Estaban ya en pleno corazón del desierto, cuando la perra empezó a gruñir y a agitarse.
—Cállate —dijo Ish, pero el animal siguió con sus gemidos y sacudidas—. Oh, bueno —continuó él, y detuvo el coche, sin molestarse en salir a un costado del camino.
Ish descendió y la perra salió detrás de él. Describió rápidamente varios círculos, y levantando de pronto la cabeza lanzó un ladrido, demasiado sonoro para un animal tan pequeño, y echó a correr.
—¡Aquí! ¡Aquí! —gritó Ish. Pero la perra no le prestó atención. Sus ladridos se perdieron a lo lejos.
Siguió un profundo silencio. Ish se sobresaltó al notar de pronto que había cesado también otro ruido: el ronroneo del motor. Se metió apresuradamente en el coche y apretó el arranque. El motor ronroneó otra vez. Ish suspiró. El corazón le golpeaba el pecho. Sintió de pronto como si lo miraran miles de ojos invisibles. Apagó los faros y se quedó allí, sentado en la oscuridad.

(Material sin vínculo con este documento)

PR #1975, opened 2025-09-11
feat(payments): Test on demand ledger

litt3:
- I was lacking some unit test coverage for the `OnDemandLedger`

### DIFF
--- a/core/payments/ondemand/on_demand_ledger_test.go
+++ b/core/payments/ondemand/on_demand_ledger_test.go
@@ -1,7 +1,6 @@
 package ondemand_test
 
 import (
-	"context"
 	"errors"
 	"math/big"
 	"testing"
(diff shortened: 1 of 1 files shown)


core/payments/ondemand/on_demand_ledger_test.go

A lo lejos, muy débilmente, se oyeron otra vez los ladridos. El sonido subía y bajaba, como si la perra diese vueltas persiguiendo una presa. Ish pensó en seguir viaje y dejarla allí. Después de todo, era ella quien lo había buscado. Y si ahora lo olvidaba para correr detrás del primer conejo, él no podía sentirse responsable. Puso en marcha el coche, pero se detuvo a los pocos metros. Era abandonarla cruelmente. El animal, sin agua, encontraría una muerte horrible. En cierto modo, tenía ya ciertas obligaciones con la perra, aunque ella lo utilizase. Ish se sintió deprimido y solo, y se estremeció.
Al cabo de un rato, un cuarto de hora quizás, advirtió que la perra había vuelto sin hacer ruido. Se había echado en el suelo y jadeaba con la lengua afuera. Ish se sintió furioso. Pensó en los vagos peligros a que podían exponerlo aquellas tonterías. Dejarla morir de sed en el desierto hubiera sido cruel, pero podía librarse de ella rápidamente y sin hacerla sufrir. Bajó del auto con el fusil en la mano.
Vio entonces a la perra, echada a sus pies, con la cabeza entre las patas, jadeando aún. No se levantó para recibirlo, pero Ish alcanzó a ver que lo miraba. Después de una buena caza de conejos, volvía junto a su amo, el hombre que había adoptado y que cumplía tan bien sus funciones sirviéndole sabrosas conservas y llevándola a lugares donde había auténticos conejos. Ish cedió de pronto y se echó a reír.
Con la risa, algo se rompió en su interior. Sintió como si se hubiera desembarazado de un terrible peso. Después de todo, pensó, ¿qué temo? Nada puede ocurrirme peor que la muerte. Y en esto casi todos se me han adelantado. ¿Por qué asustarse? Es la suerte común.
Se sintió increíblemente aliviado. Dio algunos pasos por la carretera para que su cuerpo se asociara a la alegría de su alma.
No se contentó con dejar caer un fardo que en cualquier momento podía sentir otra vez sobre los hombros. Pronunció, podría decirse, su Declaración de Independencia. Avanzó audazmente hacia el destino, le abofeteó la cara y le desafió a que respondiese al golpe. Juró que si vivía, viviría libre de todo temor. ¿No había escapado a un desastre casi universal?
En dos zancadas llegó a la parte trasera del auto, deshizo los nudos y dejó caer la motocicleta. Al diablo con aquellas excesivas precauciones. Quizás el destino sólo atacaba a los demasiado prudentes. Desde ahora aceptaría su suerte, y, por lo menos, disfrutaría de la vida hasta el último día. ¿No vivía acaso un simple aplazamiento?